(DATA PROVIDED)
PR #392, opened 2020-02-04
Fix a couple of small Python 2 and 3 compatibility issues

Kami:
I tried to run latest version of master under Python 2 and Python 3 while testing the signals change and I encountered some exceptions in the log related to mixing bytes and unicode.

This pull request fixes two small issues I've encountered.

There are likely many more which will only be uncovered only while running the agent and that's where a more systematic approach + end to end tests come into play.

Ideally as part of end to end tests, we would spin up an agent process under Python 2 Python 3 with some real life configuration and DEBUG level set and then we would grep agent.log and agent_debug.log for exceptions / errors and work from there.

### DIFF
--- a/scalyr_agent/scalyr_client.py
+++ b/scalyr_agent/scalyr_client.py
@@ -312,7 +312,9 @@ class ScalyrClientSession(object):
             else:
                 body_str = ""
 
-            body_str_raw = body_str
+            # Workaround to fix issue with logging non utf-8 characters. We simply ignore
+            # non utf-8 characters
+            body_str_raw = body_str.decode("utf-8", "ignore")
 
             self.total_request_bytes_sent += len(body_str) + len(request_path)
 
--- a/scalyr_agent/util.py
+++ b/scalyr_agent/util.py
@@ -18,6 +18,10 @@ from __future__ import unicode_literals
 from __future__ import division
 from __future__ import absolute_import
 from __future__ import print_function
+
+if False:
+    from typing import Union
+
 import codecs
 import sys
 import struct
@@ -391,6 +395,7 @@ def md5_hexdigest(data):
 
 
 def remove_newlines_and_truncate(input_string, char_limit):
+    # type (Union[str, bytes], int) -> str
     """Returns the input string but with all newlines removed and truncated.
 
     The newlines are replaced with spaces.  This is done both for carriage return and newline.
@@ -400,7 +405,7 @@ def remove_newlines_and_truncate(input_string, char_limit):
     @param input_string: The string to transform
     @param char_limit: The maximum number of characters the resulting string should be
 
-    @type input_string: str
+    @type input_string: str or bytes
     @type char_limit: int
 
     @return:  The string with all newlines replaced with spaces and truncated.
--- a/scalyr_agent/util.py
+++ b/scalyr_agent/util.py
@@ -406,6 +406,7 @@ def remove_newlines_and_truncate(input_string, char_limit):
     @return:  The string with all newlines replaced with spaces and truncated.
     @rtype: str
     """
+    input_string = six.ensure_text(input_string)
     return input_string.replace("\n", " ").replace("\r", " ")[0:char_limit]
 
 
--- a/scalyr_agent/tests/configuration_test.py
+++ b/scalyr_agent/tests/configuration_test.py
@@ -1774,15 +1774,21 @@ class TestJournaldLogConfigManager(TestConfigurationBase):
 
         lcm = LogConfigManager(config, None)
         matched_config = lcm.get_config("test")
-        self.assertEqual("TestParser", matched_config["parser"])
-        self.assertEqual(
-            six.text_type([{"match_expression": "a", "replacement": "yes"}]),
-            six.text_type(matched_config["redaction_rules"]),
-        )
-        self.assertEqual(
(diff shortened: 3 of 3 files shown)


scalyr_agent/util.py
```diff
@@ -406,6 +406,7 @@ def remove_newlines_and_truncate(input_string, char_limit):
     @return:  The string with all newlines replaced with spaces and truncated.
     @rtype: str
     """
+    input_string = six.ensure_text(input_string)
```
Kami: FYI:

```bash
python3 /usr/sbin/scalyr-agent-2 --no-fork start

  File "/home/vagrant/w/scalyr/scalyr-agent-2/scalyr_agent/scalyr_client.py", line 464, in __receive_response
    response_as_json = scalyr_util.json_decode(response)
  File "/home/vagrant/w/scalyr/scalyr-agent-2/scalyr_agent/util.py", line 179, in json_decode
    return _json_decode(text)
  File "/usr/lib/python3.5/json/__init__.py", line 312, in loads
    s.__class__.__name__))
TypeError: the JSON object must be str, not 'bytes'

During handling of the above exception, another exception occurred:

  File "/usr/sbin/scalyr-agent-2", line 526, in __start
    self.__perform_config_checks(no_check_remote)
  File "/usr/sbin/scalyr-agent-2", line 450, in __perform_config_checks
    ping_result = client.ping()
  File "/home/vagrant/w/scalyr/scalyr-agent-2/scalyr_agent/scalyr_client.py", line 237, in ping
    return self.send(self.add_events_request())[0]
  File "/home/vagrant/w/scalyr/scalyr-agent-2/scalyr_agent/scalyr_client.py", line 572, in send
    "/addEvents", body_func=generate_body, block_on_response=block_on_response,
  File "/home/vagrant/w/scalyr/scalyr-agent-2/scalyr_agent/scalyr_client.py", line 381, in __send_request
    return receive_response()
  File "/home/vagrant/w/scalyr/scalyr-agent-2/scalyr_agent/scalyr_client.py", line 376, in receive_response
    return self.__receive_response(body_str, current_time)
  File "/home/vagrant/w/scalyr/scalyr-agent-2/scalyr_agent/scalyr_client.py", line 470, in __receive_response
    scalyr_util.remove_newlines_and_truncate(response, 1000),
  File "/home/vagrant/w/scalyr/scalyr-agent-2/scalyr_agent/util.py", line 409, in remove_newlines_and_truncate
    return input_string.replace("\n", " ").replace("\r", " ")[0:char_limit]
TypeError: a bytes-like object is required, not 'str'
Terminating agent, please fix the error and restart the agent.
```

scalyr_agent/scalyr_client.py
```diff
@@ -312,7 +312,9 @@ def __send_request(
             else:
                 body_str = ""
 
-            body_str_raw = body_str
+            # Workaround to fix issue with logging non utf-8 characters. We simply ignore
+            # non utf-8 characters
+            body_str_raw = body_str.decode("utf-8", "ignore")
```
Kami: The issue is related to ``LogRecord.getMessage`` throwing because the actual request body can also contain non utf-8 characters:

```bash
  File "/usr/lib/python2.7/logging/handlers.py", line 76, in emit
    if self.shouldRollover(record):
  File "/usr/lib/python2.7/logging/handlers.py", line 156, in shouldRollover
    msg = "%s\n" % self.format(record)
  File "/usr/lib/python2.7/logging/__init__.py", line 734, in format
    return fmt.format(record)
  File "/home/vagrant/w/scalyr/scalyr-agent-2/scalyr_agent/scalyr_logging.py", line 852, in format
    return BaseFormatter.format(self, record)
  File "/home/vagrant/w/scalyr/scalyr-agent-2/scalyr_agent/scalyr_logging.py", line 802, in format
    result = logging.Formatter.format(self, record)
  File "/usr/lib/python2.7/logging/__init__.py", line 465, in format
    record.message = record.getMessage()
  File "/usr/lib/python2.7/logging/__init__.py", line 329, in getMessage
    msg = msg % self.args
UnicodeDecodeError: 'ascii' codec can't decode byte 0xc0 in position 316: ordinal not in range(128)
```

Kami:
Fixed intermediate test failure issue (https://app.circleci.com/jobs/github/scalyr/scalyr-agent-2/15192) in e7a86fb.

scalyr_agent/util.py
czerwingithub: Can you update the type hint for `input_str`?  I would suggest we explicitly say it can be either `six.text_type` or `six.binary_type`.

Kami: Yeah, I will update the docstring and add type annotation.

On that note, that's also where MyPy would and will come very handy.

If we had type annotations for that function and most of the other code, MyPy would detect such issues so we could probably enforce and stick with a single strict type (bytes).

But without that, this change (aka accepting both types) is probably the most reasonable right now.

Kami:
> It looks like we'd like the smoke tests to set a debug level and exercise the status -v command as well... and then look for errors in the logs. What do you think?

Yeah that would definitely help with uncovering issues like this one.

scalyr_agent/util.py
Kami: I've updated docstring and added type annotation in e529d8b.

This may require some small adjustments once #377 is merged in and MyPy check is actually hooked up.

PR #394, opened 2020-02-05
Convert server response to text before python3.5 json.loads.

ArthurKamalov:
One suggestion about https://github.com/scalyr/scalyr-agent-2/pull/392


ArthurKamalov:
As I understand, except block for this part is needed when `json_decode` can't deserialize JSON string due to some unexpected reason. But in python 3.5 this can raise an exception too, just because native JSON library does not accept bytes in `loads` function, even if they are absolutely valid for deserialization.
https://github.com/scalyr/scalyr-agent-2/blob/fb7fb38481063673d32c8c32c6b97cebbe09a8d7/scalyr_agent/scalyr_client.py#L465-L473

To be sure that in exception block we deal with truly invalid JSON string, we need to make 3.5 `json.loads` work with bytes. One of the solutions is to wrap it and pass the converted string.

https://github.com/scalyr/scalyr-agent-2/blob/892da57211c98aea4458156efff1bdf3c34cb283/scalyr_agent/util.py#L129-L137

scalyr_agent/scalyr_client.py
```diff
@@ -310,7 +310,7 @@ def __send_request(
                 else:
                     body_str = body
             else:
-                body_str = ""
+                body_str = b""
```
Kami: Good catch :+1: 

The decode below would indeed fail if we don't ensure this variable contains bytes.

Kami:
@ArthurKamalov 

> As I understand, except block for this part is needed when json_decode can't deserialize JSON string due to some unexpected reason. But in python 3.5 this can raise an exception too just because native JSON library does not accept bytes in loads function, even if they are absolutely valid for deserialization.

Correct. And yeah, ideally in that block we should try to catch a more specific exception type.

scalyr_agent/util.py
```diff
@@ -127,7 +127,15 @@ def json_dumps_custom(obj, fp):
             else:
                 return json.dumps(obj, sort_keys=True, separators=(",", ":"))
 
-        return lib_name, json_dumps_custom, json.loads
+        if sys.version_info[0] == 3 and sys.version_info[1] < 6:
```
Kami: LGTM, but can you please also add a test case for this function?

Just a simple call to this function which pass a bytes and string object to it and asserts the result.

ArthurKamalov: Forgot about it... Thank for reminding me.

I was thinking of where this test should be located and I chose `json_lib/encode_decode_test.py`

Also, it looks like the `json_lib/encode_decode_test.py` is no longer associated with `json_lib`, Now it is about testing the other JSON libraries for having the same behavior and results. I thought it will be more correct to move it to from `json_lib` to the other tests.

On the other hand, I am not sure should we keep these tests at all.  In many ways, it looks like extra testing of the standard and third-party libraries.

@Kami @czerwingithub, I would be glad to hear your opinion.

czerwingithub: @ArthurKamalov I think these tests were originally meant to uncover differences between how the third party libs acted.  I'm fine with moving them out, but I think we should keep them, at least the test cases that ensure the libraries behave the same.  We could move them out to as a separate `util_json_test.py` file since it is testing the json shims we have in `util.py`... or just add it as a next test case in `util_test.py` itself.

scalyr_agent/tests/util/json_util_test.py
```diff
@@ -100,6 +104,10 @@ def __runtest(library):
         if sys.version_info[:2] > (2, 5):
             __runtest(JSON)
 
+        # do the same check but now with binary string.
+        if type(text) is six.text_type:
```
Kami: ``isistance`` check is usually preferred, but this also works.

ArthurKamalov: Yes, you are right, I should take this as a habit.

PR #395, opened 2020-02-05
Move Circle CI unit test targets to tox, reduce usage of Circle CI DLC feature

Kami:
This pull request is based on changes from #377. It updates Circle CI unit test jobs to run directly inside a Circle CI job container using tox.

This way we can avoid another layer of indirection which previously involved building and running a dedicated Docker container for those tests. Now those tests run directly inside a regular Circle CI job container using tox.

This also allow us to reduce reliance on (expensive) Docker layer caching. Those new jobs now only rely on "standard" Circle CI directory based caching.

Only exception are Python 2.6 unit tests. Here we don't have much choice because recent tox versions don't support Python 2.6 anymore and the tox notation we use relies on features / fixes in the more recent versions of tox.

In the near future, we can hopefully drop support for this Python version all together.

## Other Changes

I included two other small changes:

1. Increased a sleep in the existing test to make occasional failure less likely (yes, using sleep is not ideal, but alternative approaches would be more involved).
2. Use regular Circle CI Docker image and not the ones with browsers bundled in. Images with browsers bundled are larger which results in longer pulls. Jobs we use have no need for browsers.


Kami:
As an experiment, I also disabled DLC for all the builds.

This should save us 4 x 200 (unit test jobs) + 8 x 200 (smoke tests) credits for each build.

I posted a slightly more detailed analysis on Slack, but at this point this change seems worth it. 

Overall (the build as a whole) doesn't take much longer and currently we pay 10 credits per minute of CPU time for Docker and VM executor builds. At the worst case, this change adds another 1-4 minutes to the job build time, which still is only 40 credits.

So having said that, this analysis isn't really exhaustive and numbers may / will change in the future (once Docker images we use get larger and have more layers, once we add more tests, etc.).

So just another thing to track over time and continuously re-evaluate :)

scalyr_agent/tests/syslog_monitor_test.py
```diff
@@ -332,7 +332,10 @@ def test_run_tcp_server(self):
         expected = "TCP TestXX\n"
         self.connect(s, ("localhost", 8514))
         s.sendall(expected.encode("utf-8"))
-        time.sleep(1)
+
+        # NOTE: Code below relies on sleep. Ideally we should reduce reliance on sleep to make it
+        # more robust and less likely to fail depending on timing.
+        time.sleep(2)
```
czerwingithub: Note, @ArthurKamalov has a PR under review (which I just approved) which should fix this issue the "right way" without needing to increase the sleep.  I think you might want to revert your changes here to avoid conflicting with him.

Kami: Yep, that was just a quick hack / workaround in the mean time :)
(End DATA PROVIDED)
INSTRUCTIONS FOR THE TASK:
Identify the lines in the entries that hold "relies" and return each one.

SOLUTION:
Only exception are Python 2.6 unit tests. Here we don't have much choice because recent tox versions don't support Python 2.6 anymore and the tox notation we use relies on features / fixes in the more recent versions of tox.
+        # NOTE: Code below relies on sleep. Ideally we should reduce reliance on sleep to make it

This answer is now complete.